John Zogby

June 12, 2006

It is clear that President Bush and Republican members of Congress are hurting politically. What is not clear is whether Democrats can convert Republican woes into major gains in the 2006 election.

A new nationwide survey by John Zogby, the guest at Friday's Monitor breakfast, found 67 percent of voters give President Bush a negative job rating. Some 62 percent of voters in the telephone survey conducted June 2-6 say the country is on the wrong track.

But when asked if Republicans deserve to retain control of Congress, only 49 percent say it is time for a Democratic takeover. The survey has a margin of error of plus or minus 3.1 percentage points.

"The Democrats have not closed the deal and it is breathtaking the degree to which the president and the Republicans in Congress have lost so much of their winning base," Zogby said. "Why am I still not ready to concede a landslide? Because there is very little in here to suggest the Democrats have closed the deal. Broadly speaking, they have made some inroads into all of these previously Republican held groups but not enough..."

In Zogby's new survey of 1028 respondents, 46 percent of self-identified conservatives gave the president a negative job rating. "Among conservatives, these are the lowest numbers we have ever seen," Zogby said. "It is privacy and it is the budget deficit and it is a war without end," conservative voters cite in explaining their stance on Mr. Bush, Zogby said.

A key event in this week of political ambiguity was Tuesday's election in California to replace imprisoned Republican Congressman Randy "Duke" Cunningham. Republican Brian Bilbray won, but with only 49 percent of the vote in a traditionally Republican district. And only after national Republicans pumped some $5 million into the race.

Still, the Republican candidate won. Democrat Francine Busby's 45 percent share of the vote was only slightly better than the 44 percent of the electorate John Kerry won in the 2004 election.

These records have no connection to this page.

PR #7601, opened 2014-05-30
Tag Based EC2 Inventory Names

bubba-h57:
This pull request implements a feature to allow an EC2 tag to override the vpc_destination_variable which already overrides the default destination_variable. When using the inventory script, I found it much more meaningful to see a friendly, recognizable host name in the Ansible output than the options available.

### DIFF
--- a/plugins/inventory/ec2.ini
+++ b/plugins/inventory/ec2.ini
@@ -34,6 +34,11 @@ destination_variable = public_dns_name
 # be run from with EC2.
 vpc_destination_variable = ip_address
 
+# if you would prefer to use an EC2 Instance Tag for the destination, set this
+# to the tag name to override any previous choices above; however, it is your
+# responsibility to ensure the tag will resolve to an IP address.
+# tag_destination_variable = Name
+
 # To tag instances on EC2 with the resource records that point to them from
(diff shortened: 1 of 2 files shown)


mpdehaan:
So I find the above language somewhat confusing, but perhaps that's just me.   Perhaps an example would help?

I guess what I'm thinking of here is what would this do if the tag didn't exist and wasn't applied consistently, etc.

bubba-h57:
The try construct attempts to load the a defined tags value. 

It could fail due to the tag not existing or due to the configuration not having the tag defined. 

Either case should fall to Exception that simply loads the vpc_destination_variable or the destination_variable the same as it would previously.

jmehnle:
I've been successfully using this patch on my company's infrastructure. What does it take to get this merged?

bcoca:
it needs rebasing as it does not merge cleanly anymore

jmehnle:
@bubba-h57 Can you rebase and perhaps omit the gratuitous whitespace changes, so this can be merged?

bcoca:
actually, I merged a competing simpler implementation in #9825, I'm closing this ticket in favor of that one

PR #7604, opened 2014-05-30
Document all config options and env vars

sivel:
This pull request adds a section to intro_configuration.rst to add a list of all config sections, config options, corresponding env vars and defaults.

This was a result of discussions about lack of documentation about the available env vars.


mpdehaan:
We don't want to feature the env based configuration - it's legacy only, and while I think this may do as an index, this is not an index, and it also hard codes defaults in the docs that may change.

As such, I'd like to keep the section as is, but add documentation for any missing config options instead.

mpdehaan:
Could link to the example.cfg in the repo for the complete list, that way we don't repeat the settings.

Issue #10997, opened 2015-05-12
paramiko establishes SSH connection for action plugins


sivel:
##### Issue Type:

Bug Report
##### Ansible Version:

`ansible 1.9.1 (detached HEAD b47d1d7e69) last updated 2015/05/12 16:27:04 (GMT -500)`
##### Ansible Configuration:

N/A
##### Environment:

Control: Mac OS X
Managed: N/A
##### Summary:

When using paramiko as the connection type, ansible will attempt to establish an SSH connection for an action plugin even when not necessary, such as in the example of using `set_fact`
##### Steps To Reproduce:

``` yaml

---
- hosts: all
  gather_facts: false
  tasks:
    - set_fact: foo=bar
    - set_fact: baz=qux
```

```
ansible-playbook -i some.nonexistent.host, -c paramiko -vvvv set_fact.yml
```
##### Expected Results:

On a national level, the problem for Democrats is they, "don't have anything to say to anybody that matters much about anything," Zogby said.

"Democrats still are the party of the big funnel, meaning you pour it in and filter it through gay rights groups, civil rights groups, women's rights groups, unions, environmental groups, all important issues. But who in the party is talking to middle America about what middle America cares about? What does middle America care about? Number one is the war, the war is still the top issue and ...over 90 percent of those who say the war is the top issue are opposed to the war and the Democrats are tongue-tied on the war....Democrats are going to have to come up with remedies that matter to middle America, and if they don't do that you can have a reprise of '02 and '04 [elections]," Zogby said.

Zogby argues that voters are not so tired of Republican control of Congress that they will vote the party out regardless of the Democratic message. "Democrats are tongue-tied on the war. And that is a problem. They are tongue-tied in fighting the war on terrorism. It is not a great bumper sticker, we care about terrorism, too...there is nothing in [the latest survey] that tells me that "had enough" is going to be enough," the pollster said.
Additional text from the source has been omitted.